=== Stored data ===

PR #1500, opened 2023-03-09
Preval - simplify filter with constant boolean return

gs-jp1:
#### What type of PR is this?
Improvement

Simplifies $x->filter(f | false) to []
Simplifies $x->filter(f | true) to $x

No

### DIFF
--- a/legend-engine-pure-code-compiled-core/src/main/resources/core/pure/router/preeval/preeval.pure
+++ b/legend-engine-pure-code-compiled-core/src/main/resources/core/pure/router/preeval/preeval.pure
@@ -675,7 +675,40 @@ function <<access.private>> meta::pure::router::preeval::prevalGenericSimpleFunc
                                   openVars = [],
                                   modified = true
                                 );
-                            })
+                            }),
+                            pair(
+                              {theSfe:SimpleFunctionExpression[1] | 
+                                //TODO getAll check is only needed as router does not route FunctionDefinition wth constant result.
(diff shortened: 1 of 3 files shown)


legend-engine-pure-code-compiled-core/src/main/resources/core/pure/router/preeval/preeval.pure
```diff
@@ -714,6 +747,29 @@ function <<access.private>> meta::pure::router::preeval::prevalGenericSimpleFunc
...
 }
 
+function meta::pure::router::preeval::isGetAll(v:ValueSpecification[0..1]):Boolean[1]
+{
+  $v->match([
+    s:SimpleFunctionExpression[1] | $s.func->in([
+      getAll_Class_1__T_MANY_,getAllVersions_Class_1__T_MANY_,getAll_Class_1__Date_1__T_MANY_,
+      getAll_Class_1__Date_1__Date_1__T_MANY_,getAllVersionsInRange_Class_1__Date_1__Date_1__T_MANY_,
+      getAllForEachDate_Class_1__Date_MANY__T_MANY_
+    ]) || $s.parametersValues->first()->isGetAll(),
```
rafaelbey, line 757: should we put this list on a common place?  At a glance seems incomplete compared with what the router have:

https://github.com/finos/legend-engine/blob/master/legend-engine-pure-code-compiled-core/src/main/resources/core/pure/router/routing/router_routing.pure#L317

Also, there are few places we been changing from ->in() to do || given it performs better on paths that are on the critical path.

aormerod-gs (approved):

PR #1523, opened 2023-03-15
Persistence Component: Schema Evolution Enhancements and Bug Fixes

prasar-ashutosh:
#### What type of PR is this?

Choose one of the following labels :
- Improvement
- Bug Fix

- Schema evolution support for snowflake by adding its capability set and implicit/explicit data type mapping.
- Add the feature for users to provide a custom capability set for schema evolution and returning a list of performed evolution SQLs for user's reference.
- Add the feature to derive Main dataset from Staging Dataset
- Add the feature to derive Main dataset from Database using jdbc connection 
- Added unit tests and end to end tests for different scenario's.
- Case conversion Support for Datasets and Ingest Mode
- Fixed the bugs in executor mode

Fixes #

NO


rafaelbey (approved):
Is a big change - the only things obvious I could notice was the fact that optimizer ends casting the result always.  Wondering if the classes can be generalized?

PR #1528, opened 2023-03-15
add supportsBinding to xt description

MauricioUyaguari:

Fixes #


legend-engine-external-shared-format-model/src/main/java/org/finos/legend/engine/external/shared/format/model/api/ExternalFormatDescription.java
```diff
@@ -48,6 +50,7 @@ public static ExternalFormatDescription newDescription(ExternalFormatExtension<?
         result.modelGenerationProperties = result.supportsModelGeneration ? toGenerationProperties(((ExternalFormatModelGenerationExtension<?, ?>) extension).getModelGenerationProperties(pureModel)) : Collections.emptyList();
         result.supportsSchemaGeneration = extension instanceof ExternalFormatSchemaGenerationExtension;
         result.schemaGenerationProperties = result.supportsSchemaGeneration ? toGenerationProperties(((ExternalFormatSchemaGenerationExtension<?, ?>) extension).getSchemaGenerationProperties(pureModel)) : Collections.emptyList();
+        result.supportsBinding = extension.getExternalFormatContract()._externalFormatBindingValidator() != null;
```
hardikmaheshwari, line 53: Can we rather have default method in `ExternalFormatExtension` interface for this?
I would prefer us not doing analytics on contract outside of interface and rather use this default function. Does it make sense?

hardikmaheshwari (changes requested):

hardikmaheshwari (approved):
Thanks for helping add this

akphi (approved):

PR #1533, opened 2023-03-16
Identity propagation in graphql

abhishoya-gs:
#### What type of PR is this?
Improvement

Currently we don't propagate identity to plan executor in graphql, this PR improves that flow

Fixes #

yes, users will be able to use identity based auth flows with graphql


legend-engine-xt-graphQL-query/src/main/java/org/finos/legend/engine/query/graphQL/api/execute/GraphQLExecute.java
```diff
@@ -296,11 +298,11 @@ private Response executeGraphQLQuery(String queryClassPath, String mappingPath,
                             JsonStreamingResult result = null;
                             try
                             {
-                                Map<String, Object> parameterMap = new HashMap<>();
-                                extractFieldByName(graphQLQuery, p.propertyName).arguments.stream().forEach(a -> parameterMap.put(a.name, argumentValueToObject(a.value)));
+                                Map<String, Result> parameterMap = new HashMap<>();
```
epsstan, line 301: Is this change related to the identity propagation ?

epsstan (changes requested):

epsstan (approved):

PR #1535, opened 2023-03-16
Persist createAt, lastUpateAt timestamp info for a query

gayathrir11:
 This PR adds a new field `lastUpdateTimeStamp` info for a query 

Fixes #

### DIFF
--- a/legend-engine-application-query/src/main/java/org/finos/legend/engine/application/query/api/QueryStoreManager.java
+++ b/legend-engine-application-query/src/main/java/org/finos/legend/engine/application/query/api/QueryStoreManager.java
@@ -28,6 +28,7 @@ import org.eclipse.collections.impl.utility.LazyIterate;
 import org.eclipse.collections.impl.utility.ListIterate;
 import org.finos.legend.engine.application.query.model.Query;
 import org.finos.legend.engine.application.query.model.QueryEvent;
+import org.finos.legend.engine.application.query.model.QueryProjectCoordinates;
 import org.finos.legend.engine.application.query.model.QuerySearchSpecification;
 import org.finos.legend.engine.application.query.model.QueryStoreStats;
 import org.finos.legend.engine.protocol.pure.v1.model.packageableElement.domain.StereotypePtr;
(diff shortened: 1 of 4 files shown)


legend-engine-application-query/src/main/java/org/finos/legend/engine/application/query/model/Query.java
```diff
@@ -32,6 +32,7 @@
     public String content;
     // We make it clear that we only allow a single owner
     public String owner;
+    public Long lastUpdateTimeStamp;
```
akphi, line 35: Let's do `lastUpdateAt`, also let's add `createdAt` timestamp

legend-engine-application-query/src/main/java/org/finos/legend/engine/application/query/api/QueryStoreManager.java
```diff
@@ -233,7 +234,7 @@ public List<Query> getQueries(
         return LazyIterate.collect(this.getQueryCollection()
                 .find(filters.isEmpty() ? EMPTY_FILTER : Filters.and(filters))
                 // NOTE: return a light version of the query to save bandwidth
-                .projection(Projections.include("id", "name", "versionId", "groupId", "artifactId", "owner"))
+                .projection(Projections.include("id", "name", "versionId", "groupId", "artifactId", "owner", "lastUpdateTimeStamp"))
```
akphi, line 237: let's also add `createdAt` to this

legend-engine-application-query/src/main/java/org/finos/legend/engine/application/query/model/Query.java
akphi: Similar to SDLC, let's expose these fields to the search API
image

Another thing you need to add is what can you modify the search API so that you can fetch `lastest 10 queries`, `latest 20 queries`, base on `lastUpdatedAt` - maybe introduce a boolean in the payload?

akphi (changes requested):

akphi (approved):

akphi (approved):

===

§ Task description:
Repeat each record exactly, leaving nothing out.

§ Result of this task:
PR #1500, opened 2023-03-09
Preval - simplify filter with constant boolean return

gs-jp1:
#### What type of PR is this?
Improvement

Simplifies $x->filter(f | false) to []
Simplifies $x->filter(f | true) to $x

No

### DIFF
--- a/legend-engine-pure-code-compiled-core/src/main/resources/core/pure/router/preeval/preeval.pure
+++ b/legend-engine-pure-code-compiled-core/src/main/resources/core/pure/router/preeval/preeval.pure
@@ -675,7 +675,40 @@ function <<access.private>> meta::pure::router::preeval::prevalGenericSimpleFunc
                                   openVars = [],
                                   modified = true
                                 );
-                            })
+                            }),
+                            pair(
+                              {theSfe:SimpleFunctionExpression[1] | 
+                                //TODO getAll check is only needed as router does not route FunctionDefinition wth constant result.
(diff shortened: 1 of 3 files shown)


legend-engine-pure-code-compiled-core/src/main/resources/core/pure/router/preeval/preeval.pure
```diff
@@ -714,6 +747,29 @@ function <<access.private>> meta::pure::router::preeval::prevalGenericSimpleFunc
...
 }
 
+function meta::pure::router::preeval::isGetAll(v:ValueSpecification[0..1]):Boolean[1]
+{
+  $v->match([
+    s:SimpleFunctionExpression[1] | $s.func->in([
+      getAll_Class_1__T_MANY_,getAllVersions_Class_1__T_MANY_,getAll_Class_1__Date_1__T_MANY_,
+      getAll_Class_1__Date_1__Date_1__T_MANY_,getAllVersionsInRange_Class_1__Date_1__Date_1__T_MANY_,
+      getAllForEachDate_Class_1__Date_MANY__T_MANY_
+    ]) || $s.parametersValues->first()->isGetAll(),
```
rafaelbey, line 757: should we put this list on a common place?  At a glance seems incomplete compared with what the router have:

https://github.com/finos/legend-engine/blob/master/legend-engine-pure-code-compiled-core/src/main/resources/core/pure/router/routing/router_routing.pure#L317

Also, there are few places we been changing from ->in() to do || given it performs better on paths that are on the critical path.

aormerod-gs (approved):

PR #1523, opened 2023-03-15
Persistence Component: Schema Evolution Enhancements and Bug Fixes

prasar-ashutosh:
#### What type of PR is this?

Choose one of the following labels :
- Improvement
- Bug Fix

- Schema evolution support for snowflake by adding its capability set and implicit/explicit data type mapping.
- Add the feature for users to provide a custom capability set for schema evolution and returning a list of performed evolution SQLs for user's reference.
- Add the feature to derive Main dataset from Staging Dataset
- Add the feature to derive Main dataset from Database using jdbc connection 
- Added unit tests and end to end tests for different scenario's.
- Case conversion Support for Datasets and Ingest Mode
- Fixed the bugs in executor mode

Fixes #

NO


rafaelbey (approved):
Is a big change - the only things obvious I could notice was the fact that optimizer ends casting the result always.  Wondering if the classes can be generalized?

PR #1528, opened 2023-03-15
add supportsBinding to xt description

MauricioUyaguari:

Fixes #


legend-engine-external-shared-format-model/src/main/java/org/finos/legend/engine/external/shared/format/model/api/ExternalFormatDescription.java
```diff
@@ -48,6 +50,7 @@ public static ExternalFormatDescription newDescription(ExternalFormatExtension<?
         result.modelGenerationProperties = result.supportsModelGeneration ? toGenerationProperties(((ExternalFormatModelGenerationExtension<?, ?>) extension).getModelGenerationProperties(pureModel)) : Collections.emptyList();
         result.supportsSchemaGeneration = extension instanceof ExternalFormatSchemaGenerationExtension;
         result.schemaGenerationProperties = result.supportsSchemaGeneration ? toGenerationProperties(((ExternalFormatSchemaGenerationExtension<?, ?>) extension).getSchemaGenerationProperties(pureModel)) : Collections.emptyList();
+        result.supportsBinding = extension.getExternalFormatContract()._externalFormatBindingValidator() != null;
```
hardikmaheshwari, line 53: Can we rather have default method in `ExternalFormatExtension` interface for this?
I would prefer us not doing analytics on contract outside of interface and rather use this default function. Does it make sense?

hardikmaheshwari (changes requested):

hardikmaheshwari (approved):
Thanks for helping add this

akphi (approved):

PR #1533, opened 2023-03-16
Identity propagation in graphql

abhishoya-gs:
#### What type of PR is this?
Improvement

Currently we don't propagate identity to plan executor in graphql, this PR improves that flow

Fixes #

yes, users will be able to use identity based auth flows with graphql


legend-engine-xt-graphQL-query/src/main/java/org/finos/legend/engine/query/graphQL/api/execute/GraphQLExecute.java
```diff
@@ -296,11 +298,11 @@ private Response executeGraphQLQuery(String queryClassPath, String mappingPath,
                             JsonStreamingResult result = null;
                             try
                             {
-                                Map<String, Object> parameterMap = new HashMap<>();
-                                extractFieldByName(graphQLQuery, p.propertyName).arguments.stream().forEach(a -> parameterMap.put(a.name, argumentValueToObject(a.value)));
+                                Map<String, Result> parameterMap = new HashMap<>();
```
epsstan, line 301: Is this change related to the identity propagation ?

epsstan (changes requested):

epsstan (approved):

PR #1535, opened 2023-03-16
Persist createAt, lastUpateAt timestamp info for a query

gayathrir11:
 This PR adds a new field `lastUpdateTimeStamp` info for a query 

Fixes #

### DIFF
--- a/legend-engine-application-query/src/main/java/org/finos/legend/engine/application/query/api/QueryStoreManager.java
+++ b/legend-engine-application-query/src/main/java/org/finos/legend/engine/application/query/api/QueryStoreManager.java
@@ -28,6 +28,7 @@ import org.eclipse.collections.impl.utility.LazyIterate;
 import org.eclipse.collections.impl.utility.ListIterate;
 import org.finos.legend.engine.application.query.model.Query;
 import org.finos.legend.engine.application.query.model.QueryEvent;
+import org.finos.legend.engine.application.query.model.QueryProjectCoordinates;
 import org.finos.legend.engine.application.query.model.QuerySearchSpecification;
 import org.finos.legend.engine.application.query.model.QueryStoreStats;
 import org.finos.legend.engine.protocol.pure.v1.model.packageableElement.domain.StereotypePtr;
(diff shortened: 1 of 4 files shown)


legend-engine-application-query/src/main/java/org/finos/legend/engine/application/query/model/Query.java
```diff
@@ -32,6 +32,7 @@
     public String content;
     // We make it clear that we only allow a single owner
     public String owner;
+    public Long lastUpdateTimeStamp;
```
akphi, line 35: Let's do `lastUpdateAt`, also let's add `createdAt` timestamp

legend-engine-application-query/src/main/java/org/finos/legend/engine/application/query/api/QueryStoreManager.java
```diff
@@ -233,7 +234,7 @@ public List<Query> getQueries(
         return LazyIterate.collect(this.getQueryCollection()
                 .find(filters.isEmpty() ? EMPTY_FILTER : Filters.and(filters))
                 // NOTE: return a light version of the query to save bandwidth
-                .projection(Projections.include("id", "name", "versionId", "groupId", "artifactId", "owner"))
+                .projection(Projections.include("id", "name", "versionId", "groupId", "artifactId", "owner", "lastUpdateTimeStamp"))
```
akphi, line 237: let's also add `createdAt` to this

legend-engine-application-query/src/main/java/org/finos/legend/engine/application/query/model/Query.java
akphi: Similar to SDLC, let's expose these fields to the search API
image

Another thing you need to add is what can you modify the search API so that you can fetch `lastest 10 queries`, `latest 20 queries`, base on `lastUpdatedAt` - maybe introduce a boolean in the payload?

akphi (changes requested):

akphi (approved):

akphi (approved):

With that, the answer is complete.